Visualization Tools and Methods

Multimedia Appendix 1 presents the tools and methods used to construct the visualizations examined in this survey. With the exception of Massachusetts, all state public health authorities provided a web page displaying a dashboard or tracker in August 2020 (with Massachusetts providing PDF downloads). Websites of state public health authorities were often constructed using ArcGIS, whereas state-focused websites from other types of developers relied on a variety of tools (including Tableau, Datawrapper, Infogram, and Microsoft Power BI). Websites providing nationwide coverage tended to be constructed with frameworks using embedded scalable vector graphics. Global dashboards and trackers were created with a variety of methods.

Critique of Visualizations


Overall, 5 themes were identified from the data visualizations and designs of the dashboards and trackers. Multimedia Appendices 4-18 provide screenshots of the websites taken during the 4 rounds of review. Not every page of the website was captured for multipage websites, but the most relevant visualizations are documented.

Theme 1: Data as Imperfect Representation of Reality

Although the data presented in COVID-19 visualizations are intended to reflect the state of the pandemic, Figure 2 provides examples in which short-term patterns and trends are owing to the methods of data collection and reporting.

Figure 2. (A and B) Display of daily deaths in California through August 2020 in 2 different dashboards. Notice line for 14-day rolling average in example B. Example A is from [S-9] on August 20, 2020. Example B is from [S-8] on August 29, 2020. (C) Example of 7-day rolling average for daily vaccinations in Illinois. Low values on weekends likely reflect delays in data reporting. From [Svac-6] on January 31, 2021. (D) Tests per day in Indiana. Notice the gray box marking preliminary data. From [S-29] on June 12, 2022. (E) Deaths per day in Colorado, showing a spike on April 24 owing to the inclusion of probable deaths. From [S-13] on August 29, 2020. (F) Cumulative deaths in Colorado, showing a dip on May 15 owing to the change of definition to include only patients who are recorded as dying from COVID-19, rather than testing positive at time of death. From [S-13] on August 14, 2020.
Theme 1a—Temporal Data Reflect a Combination of Reporting Activity and Public Health Reality

Short-term trends in the data organized by the date of reporting can be misleading. As explained by The COVID Tracking Project:

...this data displays very strong day-of-week effects and is also extremely vulnerable to predictable rise-and-drop artifacts after holidays or other major disruptions, like storms and natural disasters, that affect the ability of counties and states to report their data.

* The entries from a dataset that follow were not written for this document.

PR #333, opened 2018-05-18
RESTWS-706 Add sorting by dateActivated Or dateStopped to Orders

fanyui:
Ticket description found [RESTWS-706](https://issues.openmrs.org/browse/RESTWS-706)

### DIFF
--- a/omod-1.10/src/main/java/org/openmrs/module/webservices/rest/web/v1_0/resource/openmrs1_10/OrderResource1_10.java
+++ b/omod-1.10/src/main/java/org/openmrs/module/webservices/rest/web/v1_0/resource/openmrs1_10/OrderResource1_10.java
@@ -11,6 +11,9 @@ package org.openmrs.module.webservices.rest.web.v1_0.resource.openmrs1_10;
 
 import java.util.Date;
 import java.util.List;
+import java.util.ArrayList;
+import java.util.Collections;
+import java.util.Comparator;
 
 import io.swagger.models.Model;
 import io.swagger.models.ModelImpl;
@@ -39,6 +42,7 @@ import org.openmrs.module.webservices.rest.web.response.ResourceDoesNotSupportOp
 import org.openmrs.module.webservices.rest.web.response.ResponseException;
 import org.openmrs.module.webservices.rest.web.v1_0.resource.openmrs1_8.OrderResource1_8;
 import org.openmrs.module.webservices.rest.web.v1_0.resource.openmrs1_8.PatientResource1_8;
+import org.openmrs.util.OpenmrsUtil;
 
 /**
  * {@link org.openmrs.module.webservices.rest.web.annotation.Resource} for {@link org.openmrs.Order}
@@ -226,6 +230,8 @@ public class OrderResource1_10 extends OrderResource1_8 {
 			
 			String careSettingUuid = context.getRequest().getParameter("careSetting");
 			String asOfDateString = context.getRequest().getParameter("asOfDate");
+			String sortParam = context.getRequest().getParameter("sort");
+			
 			CareSetting careSetting = null;
 			Date asOfDate = null;
 			if (StringUtils.isNotBlank(asOfDateString)) {
@@ -243,10 +249,37 @@ public class OrderResource1_10 extends OrderResource1_8 {
 				filterByType(orders, context.getType());
 			}
 			
-			return new NeedsPaging<Order>(orders, context);
+			if (StringUtils.isNotBlank(sortParam)) {
+				List<Order> sortedOrder = sortOrdersBasedOnDateActivatedOrDateStopped(orders, sortParam, status);
+				return new NeedsPaging<Order>(sortedOrder, context);
+			}
+			else {
+				return new NeedsPaging<Order>(orders, context);
+			}
 		}
 		
 		return new EmptySearchResult();
+	}
+	
+	public  List<Order> sortOrdersBasedOnDateActivatedOrDateStopped(List<Order> orders, final String sortOrder,
+	        final String status) {
+		List<Order> sortedList = new ArrayList<Order>(orders);
+		
+		Collections.sort(sortedList, new Comparator<Order>() {
+			
+			@Override
+			public int compare(Order o1, Order o2) {
+				if (status.equalsIgnoreCase("inactive")) {
+					return sortOrder.equalsIgnoreCase("ASC") ? o1.getDateStopped().compareTo(o2.getDateStopped()) : o2
+					        .getDateStopped().compareTo(o1.getDateStopped());
+				}
+				else {
+					return sortOrder.equalsIgnoreCase("asc") ? o1.getDateActivated().compareTo(o2.getDateActivated()) : o2
+					        .getDateActivated().compareTo(o1.getDateActivated());
+				}
+			}
+		});
+		return sortedList;
 	}
 	
 	/**
--- a/omod-1.10/src/main/java/org/openmrs/module/webservices/rest/web/v1_0/resource/openmrs1_10/OrderResource1_10.java
+++ b/omod-1.10/src/main/java/org/openmrs/module/webservices/rest/web/v1_0/resource/openmrs1_10/OrderResource1_10.java
@@ -260,22 +260,28 @@ public class OrderResource1_10 extends OrderResource1_8 {
 		
 		return new EmptySearchResult();
 	}
+
+	private static Date getUsableDate(Order order) {
+		return order.getDateStopped() != null ? order.getDateStopped() : (order.getAutoExpireDate() != null ? order.getAutoExpireDate() : order.getDateCreated());
+	}
 	
-	public  List<Order> sortOrdersBasedOnDateActivatedOrDateStopped(List<Order> orders, final String sortOrder,
+	private static Date getActiveOrderSortDate(Order order) {
+		return order.getDateActivated() != null ? order.getDateActivated() : order.getDateCreated();	
+	}
+	public List<Order> sortOrdersBasedOnDateActivatedOrDateStopped(List<Order> orders, final String sortOrder,
 	        final String status) {
 		List<Order> sortedList = new ArrayList<Order>(orders);
-		
 		Collections.sort(sortedList, new Comparator<Order>() {
 			
 			@Override
 			public int compare(Order o1, Order o2) {
 				if (status.equalsIgnoreCase("inactive")) {
-					return sortOrder.equalsIgnoreCase("ASC") ? o1.getDateStopped().compareTo(o2.getDateStopped()) : o2
-					        .getDateStopped().compareTo(o1.getDateStopped());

To help viewers disregard day-of-the-week variability, most time series graphs include 3-, 7-, or 14-day rolling averages. As time series graphs will have incomplete data for the most recent days (owing to a lag in reporting), the best designs visually indicate the span of incomplete data.

Theme 1b—Inconsistent Definitions in Data Collection and Reporting

In the United States, much of the public health infrastructure is regulated and managed at the state and local levels. Therefore, states have different processes for collecting data and use inconsistent definitions. For example, states vary in how they define deaths attributable to COVID-19, whether the number of tests (and positive and negative results) reflects unique people or number of specimens [39], and the diagnosis of asymptomatic cases [40]. In the early months of the pandemic, several states combined the counts of polymerase chain reaction tests (a diagnostic test) and antibody tests (which detect an immune response), leading to distortions in the data on infection rates and testing capacity [41,42]. If data aggregators were unaware of this heterogeneity in state-level data, or unable to correct for known differences, visualizations that provide state-to-state comparisons will be inaccurate. In addition, some states have reported a count of recovered patients with COVID-19. Not only did these states use different definitions for recovered, but referring to patients as recovered when the long-term effects of COVID-19 are not known is misleading [43]. Another potential source of confusion occurred later in the pandemic as people became reinfected, meaning that case counts no longer represented unique individuals if states followed the national case definition [44,45]. The Iowa Department of Public Health noted this change with the following statement:

On September 1, 2021, IDPH adopted the updated 2021 COVID-19 national case definition. As part of this case definition, IDPH began including in its total case counts individuals who were previously reported as a confirmed or probable case, but have become infected again.

Data regarding vaccinations also had inconsistencies early in 2021. As explained by the Washington Post in a footnote below the graphs of state vaccination doses administered by day:

Data before Jan. 12 is inconsistent. On Feb. 19, the CDC altered its reporting of doses administered by federal agencies by adding them to the states where the shots had been given. From Feb. 23 forward, the data reflects doses administered to residents of the states rather than doses administered by the state.
Theme 2: The Importance of Context for Interpretation

Data require context for interpretation, and therefore, data visualizations should provide context to help viewers find meaning in a visualization. Figure 3 shows successful and unsuccessful examples of providing context.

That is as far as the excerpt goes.